Uzun bir süre boyunca, diyet lifinin sindirim sistemindeki rolü önemli değildi. Ve sadece birkaç on yıl önce, onlarsız bir insanın var olamayacağı kabul edildi. Lifin kendisi herhangi bir vitamin veya mineral içermemesine rağmen, emicidir ve zararlı maddeleri ve toksinleri vücuttan uzaklaştırır.
Talimatlar
Aşama 1
Diyet lifi, kardiyovasküler sistem hastalıkları geliştirme riskini azaltır. Avrupalı bilim adamları tarafından yapılan çok sayıda araştırma, sistematik olarak lif tüketen kişilerin kalp krizi ve felç gibi hastalıklara daha az duyarlı olduğunu kanıtlamıştır.
Adım 2
Sindirim sisteminin normalleşmesi doğrudan gıdadaki diyet lifinin varlığına bağlıdır. Özünde, bağırsaklarımızdaki faydalı bakterileri besleyen prebiyotiklerdir. Dışkının normalleşmesine katkıda bulunurlar, vitaminlerin ve faydalı mikro elementlerin sentezini gerçekleştirirler ve ayrıca iyi bir bağışıklık durumunu korurlar.
Aşama 3
Diyet lifi kan kolesterol seviyelerini düşürür ve böylece ateroskleroz ve damar aşınmasına karşı korur. Gerçek şu ki, kolesterol, safra ile birlikte sindirim sistemine atılan safra asitlerini oluşturur.

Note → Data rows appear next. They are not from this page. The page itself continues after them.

PR #1504, opened 2022-10-04
Storage stubs continued

### LINKED ISSUE #1489: Define a stub version of the State V3 API sketch with `todo!()` implementations

zbuc:
Incorporates @hdevalence feedback on #1495 

Closes #1489

### DIFF
--- a/storage2/src/state.rs
+++ b/storage2/src/state.rs
@@ -1,11 +1,11 @@
-use std::fmt::Debug;
-
 use async_trait::async_trait;
 
-use penumbra_proto::{Message, Protobuf};
-
+mod read;
 mod transaction;
+mod write;
+pub use read::StateRead;
 pub use transaction::Transaction as StateTransaction;
+pub use write::StateWrite;
 
 /// State is a lightweight copy-on-write fork of the chain state,
 /// implemented as a RYW cache over a pinned JMT version.
@@ -39,70 +39,4 @@ impl StateRead for State {
     fn get_raw(&self, key: String) -> Option<Vec<u8>> {
         todo!()
     }
-}
-
-#[async_trait]
-pub trait StateRead {
-    /// Get
-    fn get_raw(&self, key: String) -> Option<Vec<u8>>;
-
-    /// Gets a domain type from the State.
-    fn get<D, P>(&self, key: String) -> Option<D>
-    where
-        D: Protobuf<P>,
-        // TODO: does this get less awful if P is an associated type of D?
-        P: Message + Default,
-        P: From<D>,
-        D: TryFrom<P> + Clone + Debug,
-        <D as TryFrom<P>>::Error: Into<anyhow::Error>,
-    {
-        todo!()
-    }
-
-    /// Gets a proto type from the State.
-    fn get_proto<D, P>(&self, key: String) -> Option<P>
-    where
-        D: Protobuf<P>,
-        // TODO: does this get less awful if P is an associated type of D?
-        P: Message + Default,
-        P: From<D>,
-        D: TryFrom<P> + Clone + Debug,
-        <D as TryFrom<P>>::Error: Into<anyhow::Error>,
-    {
-        todo!()
-    }
-}
-
-pub trait StateWrite {
-    /// Copy-on-write put
-    fn put_raw(&mut self, key: String, value: Vec<u8>);
-
-    /// Sets a domain type from the State.
-    fn put<D, P>(&self, key: String, value: D)
-    where
-        D: Protobuf<P>,
-        // TODO: does this get less awful if P is an associated type of D?
-        P: Message + Default,
-        P: From<D>,
-        D: TryFrom<P> + Clone + Debug,
-        <D as TryFrom<P>>::Error: Into<anyhow::Error>,
-    {
-        todo!()
-    }
-
-    /// Puts a proto type on the State.
-    fn put_proto<D, P>(&self, key: String, value: P)
-    where
-        D: Protobuf<P>,
-        // TODO: does this get less awful if P is an associated type of D?
-        P: Message + Default,
-        P: From<D>,
-        D: TryFrom<P> + Clone + Debug,
-        <D as TryFrom<P>>::Error: Into<anyhow::Error>,
-    {
-        todo!()
-    }
-
-    /// Delete a key from state.
-    fn delete(&mut self, key: String);
 }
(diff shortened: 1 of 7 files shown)


storage2/src/state.rs
```diff
@@ -1,47 +1,82 @@
...
+    pub fn get_proto<D, P>(&self, key: String) -> Option<P>
+    where
+        D: Protobuf<P>,
+        // TODO: does this get less awful if P is an associated type of D?
+        P: Message + Default,
+        P: From<D>,
+        D: TryFrom<P> + Clone + Debug,
+        <D as TryFrom<P>>::Error: Into<anyhow::Error>,
+    {
+        todo!()
```
hdevalence, line 59: Let's put these as [provided methods](https://doc.rust-lang.org/book/ch10-02-traits.html#default-implementations) on the `StateRead` trait, implemented in terms of the required `get_raw` method, so that they're available for every `StateRead` implementation.

storage2/src/state.rs
```diff
@@ -1,47 +1,82 @@
...
 pub trait StateRead {
     /// Get
-    fn get(&self, key: jmt::KeyHash) -> Option<&jmt::OwnedValue>;
+    fn get_raw(&self, key: String) -> Option<Vec<u8>>;
 }
 
 pub trait StateWrite {
     /// Copy-on-write put
-    fn put(&mut self, key: jmt::KeyHash, value: Option<jmt::OwnedValue>) -> Self;
+    fn put(&mut self, key: String, value: jmt::OwnedValue);
```
hdevalence, line 78: Let's make this `put_raw`, have it take a `Vec<u8>`, and then add provided `put_proto`, `put` methods (analogous to `get`, `get_proto` on `StateRead`) to the `StateWrite` trait.

storage2/src/state/transaction.rs
```diff
@@ -1,43 +1,33 @@
...
-pub(crate) struct Transaction<'a, R: TreeReader + TreeWriter> {
-    // TODO: should higher-level types be used here instead of jmt types?
-    cache: HashMap<jmt::KeyHash, jmt::OwnedValue>,
-    unwritten_changes: Vec<(jmt::KeyHash, jmt::OwnedValue)>,
-    state: &'a State<'a, R>,
+pub struct Transaction {
+    // TODO determine which fields to include (#1490)
+    // cache: HashMap<jmt::KeyHash, jmt::OwnedValue>,
+    // unwritten_changes: Vec<(jmt::KeyHash, jmt::OwnedValue)>,
+    // state: &'a mut State<'a>,
```
hdevalence, line 9: One way we could enforce that only one `Transaction` is live for each `State` instance at a time would be to add a `&mut State` reference to the `Transaction`, so that it becomes
```
pub struct Transaction<'s> {
    state: &'s mut State,
    // ...
}
```

Question: do we want to do this?

The advantage is that we can guarantee that there's only one `Transaction` at a time, and also that in `Transaction::commit`, we can directly edit the `State` (by having `pub(super) State::foo(&mut self, ...)` methods and calling them in `Transaction::commit`).

The downside is that now, if we pass around a `Transaction`, we're also passing around a lifetime bound. This might be inconvenient if we wanted to, e.g., spawn multiple tasks using the same `Transaction`, but we probably don't want to do that, because of concurrency reasons.

On balance, it seems like this could be a good API choice?

storage2/src/state/transaction.rs
```diff
@@ -1,43 +1,33 @@
...
+    fn delete(&mut self, key: String) {
         todo!()
     }
 }
 
 pub trait StateRead {
     /// Get
-    fn get(&self, key: jmt::KeyHash) -> Option<&jmt::OwnedValue>;
+    fn get(&self, key: String) -> Option<&jmt::OwnedValue>;
 }
```
hdevalence, line 33: Wait, do we have multiple `StateRead` definitions?

I think it'd be good to split out the trait definitions into `state/read.rs` and `state/write.rs`, then re-exporting the traits up to the crate root.

storage2/src/state/transaction.rs
zbuc: I am curious what the general usage pattern in our component code will look like.

i.e. are we generally going to create and commit a transaction within the same method, or would a component ever create a transaction in `begin_block` and only commit it during `end_block`? That would make using the `&mut State` reference difficult.

hdevalence: The overall goal is to be able to combine verification and execution, by starting to execute a (blockchain) transaction, but discard any writes it made if it errors during the execution.  The (storage) transaction is a way to accomplish this, by starting a new (storage) transaction when beginning execution of a (blockchain) transaction, then committing it only when the execution completes successfully.

So I don't think we'll ever want to have a component create a `Transaction` itself, since it's only going to be one part of the whole execution.  We'll probably want to have the `App` construct a `Transaction` when starting to process a (blockchain) transaction, then pass it in to all the components.  For `begin_block` and `end_block`, the fallibility / "transactionality" is less important, because that functionality should be infallible anyways, but I think it would make sense to have the `App` construct a `Transaction` at the start of `begin_block`/`end_block` and commit it at the end of the same method.

zbuc: If the `App` owns the `Transaction`, then I think it makes sense to enforce that only one can exist at a time. The fact that it dissuades us from using transactions concurrently sounds like a positive thing IMO.

hdevalence: Cool, sounds good to me.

Bazıları geri emilebilir ve tekrar kolesterol oluşturabilir. Diyet lifleri, emilme sürecini engeller ve böylece kan damarlarımızı korur.
4. Adım
Son zamanlarda yapılan çalışmalar, lifin kötü huylu tümörlerin gelişimini engelleyebileceğini göstermiştir. Bu özellikle kolon kanseri, meme ve yumurtalık kanseri için geçerlidir. Bu durumda, diyet lifi, kanserojenlerin emilmesine izin vermez ve kanser hücrelerinin aktivasyonunu etkiler.
Adım 5
Ve elbette, lif kilo vermek için basitçe yeri doldurulamaz. İlk olarak, midede su tutabilir ve böylece yiyecek hacmini artırabilir, ancak aynı zamanda minimum kalori alabilir. İkincisi, diyet lifli yiyecekler iyice çiğnemeyi gerektirir, bu nedenle tokluk hissi zamanında gelir ve fazla yemek yiyemezsiniz. Üçüncüsü, lif şekerlerin emilimini yavaşlatır ve bu da kan şekeri seviyelerinin gerekli seviyede tutulmasına yardımcı olur.